→ Materials provided:
*** Begin section ***

PR #157, opened 2017-01-23
RAD Admin -Fix "advisors can't seem to register offices"

tomas-stefano:
# The problem

When the user add ambiguos address with the building name on it, the system returns the validation error message:

```
1. Address could not be found by the mapping service.
We could not find the coordinates of your office address to plot it on the map in the directory.
Please check and try again. Ensure that you have put the street address, including building number, in the ‘Street address’ field and, if you have a building name enter this into the  separate ‘Building name’ field.
If the details are correct and still cannot be found, please contact RADenquiries@moneyadviceservice.org.uk for assistance.
```

So the main problem that Google is not returning latitude and longitude for ambiguous address
that has building name on the address. This is a limitation of the Geocoding API listed here:

https://maps-apis.googleblog.com/2016/11/address-geocoding-in-google-maps-apis.html

# Possible solutions

So the possible solutions were:

* Change to the Places API like suggested on the link above;
* Change to Bing
* Add a field name called Building name
* Just send the postcode to validate the address on Google.

After conversation with the stakeholders, they asked to just send the postcode instead the address line 1 and address line 2.

### DIFF
--- a/app/models/office.rb
+++ b/app/models/office.rb
@@ -67,8 +67,13 @@ class Office < ActiveRecord::Base
     return format_telephone_number(cleanup_telephone_number(super))
   end
 
+  # The Geocodable interface expect an object that responds to
+  # Geocodable#full_street_address. So, to respect the interface,
+  # we created internally the method postcode_only_address,
+  # to reflect what this object returns differently from the others.
+  #
   def full_street_address
-    [address_line_one, address_line_two, address_postcode, 'United Kingdom'].reject(&:blank?).join(', ')
+    postcode_only_address
   end
 
   def has_address_changes?
@@ -91,6 +96,10 @@ class Office < ActiveRecord::Base
   end
 
   private
+
+  def postcode_only_address
+    [address_postcode, 'United Kingdom'].join(', ')
+  end
 
   def postcode_is_valid
     if address_postcode.nil? || !UKPostcode.parse(address_postcode).full_valid?
--- a/spec/models/office_spec.rb
+++ b/spec/models/office_spec.rb
@@ -334,18 +334,18 @@ RSpec.describe Office do
   describe '#full_street_address' do
     subject { office.full_street_address }
 
-    it { is_expected.to eql "#{office.address_line_one}, #{office.address_line_two}, #{office.address_postcode}, United Kingdom"}
+    it { is_expected.to eql "#{office.address_postcode}, United Kingdom"}
 
     context 'when line two is nil' do
       before { office.address_line_two = nil }
 
-      it { is_expected.to eql "#{office.address_line_one}, #{office.address_postcode}, United Kingdom"}
+      it { is_expected.to eql "#{office.address_postcode}, United Kingdom"}
     end
 
     context 'when line two is an empty string' do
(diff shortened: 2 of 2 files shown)


norm:
I would alter the method name too, as it is no longer returns a full street address.

tomas-stefano:
I had the same opinion before but there are other objects (models) that respond to the same method protocol of the Geocodable/ModelGeocoder object.

tomas-stefano:
So what I wanted to say above that the other objects that responds to this method **possibly** can return the full address, so only this one that will not return anymore the street address. Wdyt?

Tr4pSt3R:
It is possible to tell Geocoder what method will return the geocoding object. 

Check out the documentation here: https://github.com/alexreisner/geocoder#activerecord

tomas-stefano:
@Tr4pSt3R No, it is not about that. Perhaps I should have explained better in order to everybody understands. The model Geocoder it is a module that expect an object that respond to full street address. You can see here: https://github.com/moneyadviceservice/mas-rad_core/blob/master/lib/mas/model_geocoder.rb#L3
Then we have not just the office model that respond to full street addres, we have another models as well, the other models **possibly**, **potentially** can return the full street address, **so what I am saying here, that I had the same opinion to change the method name, but when I see other objects that can return the full street address I decide to leave this name, since **possibly** only this object can return only the postcode. Is it makes sense to everyone?

norm:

*** End section ***

→ What to produce: Each line of the data is to be transcribed exactly.

→ Written reply:
PR #157, opened 2017-01-23
RAD Admin -Fix "advisors can't seem to register offices"

tomas-stefano:
# The problem

When the user add ambiguos address with the building name on it, the system returns the validation error message:

```
1. Address could not be found by the mapping service.
We could not find the coordinates of your office address to plot it on the map in the directory.
Please check and try again. Ensure that you have put the street address, including building number, in the ‘Street address’ field and, if you have a building name enter this into the  separate ‘Building name’ field.
If the details are correct and still cannot be found, please contact RADenquiries@moneyadviceservice.org.uk for assistance.
```

So the main problem that Google is not returning latitude and longitude for ambiguous address
that has building name on the address. This is a limitation of the Geocoding API listed here:

https://maps-apis.googleblog.com/2016/11/address-geocoding-in-google-maps-apis.html

# Possible solutions

So the possible solutions were:

* Change to the Places API like suggested on the link above;
* Change to Bing
* Add a field name called Building name
* Just send the postcode to validate the address on Google.

After conversation with the stakeholders, they asked to just send the postcode instead the address line 1 and address line 2.

### DIFF
--- a/app/models/office.rb
+++ b/app/models/office.rb
@@ -67,8 +67,13 @@ class Office < ActiveRecord::Base
     return format_telephone_number(cleanup_telephone_number(super))
   end
 
+  # The Geocodable interface expect an object that responds to
+  # Geocodable#full_street_address. So, to respect the interface,
+  # we created internally the method postcode_only_address,
+  # to reflect what this object returns differently from the others.
+  #
   def full_street_address
-    [address_line_one, address_line_two, address_postcode, 'United Kingdom'].reject(&:blank?).join(', ')
+    postcode_only_address
   end
 
   def has_address_changes?
@@ -91,6 +96,10 @@ class Office < ActiveRecord::Base
   end
 
   private
+
+  def postcode_only_address
+    [address_postcode, 'United Kingdom'].join(', ')
+  end
 
   def postcode_is_valid
     if address_postcode.nil? || !UKPostcode.parse(address_postcode).full_valid?
--- a/spec/models/office_spec.rb
+++ b/spec/models/office_spec.rb
@@ -334,18 +334,18 @@ RSpec.describe Office do
   describe '#full_street_address' do
     subject { office.full_street_address }
 
-    it { is_expected.to eql "#{office.address_line_one}, #{office.address_line_two}, #{office.address_postcode}, United Kingdom"}
+    it { is_expected.to eql "#{office.address_postcode}, United Kingdom"}
 
     context 'when line two is nil' do
       before { office.address_line_two = nil }
 
-      it { is_expected.to eql "#{office.address_line_one}, #{office.address_postcode}, United Kingdom"}
+      it { is_expected.to eql "#{office.address_postcode}, United Kingdom"}
     end
 
     context 'when line two is an empty string' do
(diff shortened: 2 of 2 files shown)


norm:
I would alter the method name too, as it is no longer returns a full street address.

tomas-stefano:
I had the same opinion before but there are other objects (models) that respond to the same method protocol of the Geocodable/ModelGeocoder object.

tomas-stefano:
So what I wanted to say above that the other objects that responds to this method **possibly** can return the full address, so only this one that will not return anymore the street address. Wdyt?

Tr4pSt3R:
It is possible to tell Geocoder what method will return the geocoding object. 

Check out the documentation here: https://github.com/alexreisner/geocoder#activerecord

tomas-stefano:
@Tr4pSt3R No, it is not about that. Perhaps I should have explained better in order to everybody understands. The model Geocoder it is a module that expect an object that respond to full street address. You can see here: https://github.com/moneyadviceservice/mas-rad_core/blob/master/lib/mas/model_geocoder.rb#L3
Then we have not just the office model that respond to full street addres, we have another models as well, the other models **possibly**, **potentially** can return the full street address, **so what I am saying here, that I had the same opinion to change the method name, but when I see other objects that can return the full street address I decide to leave this name, since **possibly** only this object can return only the postcode. Is it makes sense to everyone?

norm:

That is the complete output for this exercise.